Problem to solve: Find every line in the data that contains the word "typecons". Return each of those lines.

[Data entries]
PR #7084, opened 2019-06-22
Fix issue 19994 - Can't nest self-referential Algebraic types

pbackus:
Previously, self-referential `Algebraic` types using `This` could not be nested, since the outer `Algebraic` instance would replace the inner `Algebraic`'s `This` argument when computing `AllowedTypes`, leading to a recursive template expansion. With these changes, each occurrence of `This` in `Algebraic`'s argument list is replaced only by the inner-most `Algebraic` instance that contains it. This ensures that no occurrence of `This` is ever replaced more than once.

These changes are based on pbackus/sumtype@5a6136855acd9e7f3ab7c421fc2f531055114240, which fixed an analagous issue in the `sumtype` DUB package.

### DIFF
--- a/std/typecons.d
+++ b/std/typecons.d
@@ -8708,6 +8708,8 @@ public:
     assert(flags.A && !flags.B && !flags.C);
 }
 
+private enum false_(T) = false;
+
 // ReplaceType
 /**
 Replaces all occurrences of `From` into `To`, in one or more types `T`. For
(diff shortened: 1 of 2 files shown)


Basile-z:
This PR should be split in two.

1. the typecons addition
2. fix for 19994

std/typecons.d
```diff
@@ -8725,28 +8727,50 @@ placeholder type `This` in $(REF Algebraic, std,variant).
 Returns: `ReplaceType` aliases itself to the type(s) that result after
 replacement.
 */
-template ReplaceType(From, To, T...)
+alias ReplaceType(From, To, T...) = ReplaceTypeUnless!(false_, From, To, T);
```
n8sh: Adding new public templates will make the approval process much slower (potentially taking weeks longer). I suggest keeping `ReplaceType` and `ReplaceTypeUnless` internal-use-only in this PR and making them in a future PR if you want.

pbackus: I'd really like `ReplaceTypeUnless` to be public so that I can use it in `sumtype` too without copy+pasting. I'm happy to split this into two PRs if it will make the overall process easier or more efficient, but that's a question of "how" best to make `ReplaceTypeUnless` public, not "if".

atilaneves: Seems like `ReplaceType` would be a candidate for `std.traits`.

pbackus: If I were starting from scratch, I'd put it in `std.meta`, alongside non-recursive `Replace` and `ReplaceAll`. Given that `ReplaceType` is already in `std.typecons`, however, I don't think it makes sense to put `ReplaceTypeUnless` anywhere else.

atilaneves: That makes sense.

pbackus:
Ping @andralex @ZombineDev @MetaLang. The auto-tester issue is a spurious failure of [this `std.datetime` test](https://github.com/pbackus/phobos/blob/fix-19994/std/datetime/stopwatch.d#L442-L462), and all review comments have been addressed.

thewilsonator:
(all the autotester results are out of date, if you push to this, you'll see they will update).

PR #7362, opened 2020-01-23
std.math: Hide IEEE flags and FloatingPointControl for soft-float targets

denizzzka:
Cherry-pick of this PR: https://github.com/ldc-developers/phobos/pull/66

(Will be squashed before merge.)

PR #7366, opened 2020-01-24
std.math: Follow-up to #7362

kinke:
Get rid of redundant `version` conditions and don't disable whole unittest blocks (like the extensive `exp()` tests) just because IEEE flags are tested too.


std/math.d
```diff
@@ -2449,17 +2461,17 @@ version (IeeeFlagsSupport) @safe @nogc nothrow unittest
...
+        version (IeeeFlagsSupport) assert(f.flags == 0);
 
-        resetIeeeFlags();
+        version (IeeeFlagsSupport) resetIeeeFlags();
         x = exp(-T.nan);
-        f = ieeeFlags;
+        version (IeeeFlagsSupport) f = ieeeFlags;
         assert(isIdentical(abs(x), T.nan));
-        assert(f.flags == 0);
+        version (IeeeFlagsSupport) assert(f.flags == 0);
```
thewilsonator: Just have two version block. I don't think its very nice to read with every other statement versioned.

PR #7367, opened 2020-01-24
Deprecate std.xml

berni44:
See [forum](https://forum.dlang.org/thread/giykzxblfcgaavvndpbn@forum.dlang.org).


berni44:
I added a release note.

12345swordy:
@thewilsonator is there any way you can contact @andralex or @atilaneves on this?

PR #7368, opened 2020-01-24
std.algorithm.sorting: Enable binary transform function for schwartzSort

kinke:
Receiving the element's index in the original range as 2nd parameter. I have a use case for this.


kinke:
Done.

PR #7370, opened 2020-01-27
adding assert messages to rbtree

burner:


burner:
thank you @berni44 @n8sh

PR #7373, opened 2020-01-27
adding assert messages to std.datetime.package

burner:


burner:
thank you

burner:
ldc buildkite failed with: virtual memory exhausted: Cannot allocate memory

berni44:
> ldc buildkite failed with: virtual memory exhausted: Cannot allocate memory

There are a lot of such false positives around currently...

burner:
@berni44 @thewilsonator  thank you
==
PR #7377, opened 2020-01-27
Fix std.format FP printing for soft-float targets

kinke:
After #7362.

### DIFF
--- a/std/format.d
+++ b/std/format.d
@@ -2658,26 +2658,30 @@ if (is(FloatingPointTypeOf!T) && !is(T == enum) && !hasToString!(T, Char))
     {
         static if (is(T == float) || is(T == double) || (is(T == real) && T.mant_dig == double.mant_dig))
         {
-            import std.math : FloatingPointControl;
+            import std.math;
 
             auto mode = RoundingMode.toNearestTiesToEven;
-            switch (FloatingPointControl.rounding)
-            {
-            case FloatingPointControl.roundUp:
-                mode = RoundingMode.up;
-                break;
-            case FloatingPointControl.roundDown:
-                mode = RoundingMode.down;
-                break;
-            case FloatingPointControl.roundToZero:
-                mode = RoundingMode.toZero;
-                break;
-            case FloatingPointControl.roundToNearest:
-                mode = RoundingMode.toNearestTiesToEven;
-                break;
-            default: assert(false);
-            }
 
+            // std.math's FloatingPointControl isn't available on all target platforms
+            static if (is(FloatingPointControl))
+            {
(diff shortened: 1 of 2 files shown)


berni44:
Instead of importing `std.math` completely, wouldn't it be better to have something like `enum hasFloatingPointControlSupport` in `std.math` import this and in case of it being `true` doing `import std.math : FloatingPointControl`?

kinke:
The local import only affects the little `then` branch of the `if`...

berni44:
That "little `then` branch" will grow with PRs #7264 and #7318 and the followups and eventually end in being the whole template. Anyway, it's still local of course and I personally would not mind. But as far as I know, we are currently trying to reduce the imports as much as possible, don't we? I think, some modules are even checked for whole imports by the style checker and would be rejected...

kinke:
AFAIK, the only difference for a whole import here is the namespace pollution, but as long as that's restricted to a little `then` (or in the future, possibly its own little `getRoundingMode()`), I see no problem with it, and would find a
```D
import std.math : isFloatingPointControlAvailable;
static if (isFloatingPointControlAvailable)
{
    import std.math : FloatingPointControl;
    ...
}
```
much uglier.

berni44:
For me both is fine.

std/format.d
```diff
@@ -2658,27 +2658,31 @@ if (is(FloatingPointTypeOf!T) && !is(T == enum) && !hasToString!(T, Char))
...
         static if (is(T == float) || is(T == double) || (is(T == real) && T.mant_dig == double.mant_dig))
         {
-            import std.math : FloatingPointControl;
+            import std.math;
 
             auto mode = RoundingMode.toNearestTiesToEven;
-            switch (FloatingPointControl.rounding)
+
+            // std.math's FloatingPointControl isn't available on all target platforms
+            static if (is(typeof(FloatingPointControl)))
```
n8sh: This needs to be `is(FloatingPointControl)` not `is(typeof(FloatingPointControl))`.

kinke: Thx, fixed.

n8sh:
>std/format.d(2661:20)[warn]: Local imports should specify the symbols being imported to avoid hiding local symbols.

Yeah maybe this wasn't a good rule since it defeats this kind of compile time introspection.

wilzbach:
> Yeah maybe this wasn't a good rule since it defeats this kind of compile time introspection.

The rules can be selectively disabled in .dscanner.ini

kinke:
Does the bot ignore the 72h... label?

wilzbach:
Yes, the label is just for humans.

The completed task:
--- a/std/typecons.d
+++ b/std/typecons.d
1. the typecons addition
std/typecons.d
pbackus: If I were starting from scratch, I'd put it in `std.meta`, alongside non-recursive `Replace` and `ReplaceAll`. Given that `ReplaceType` is already in `std.typecons`, however, I don't think it makes sense to put `ReplaceTypeUnless` anywhere else.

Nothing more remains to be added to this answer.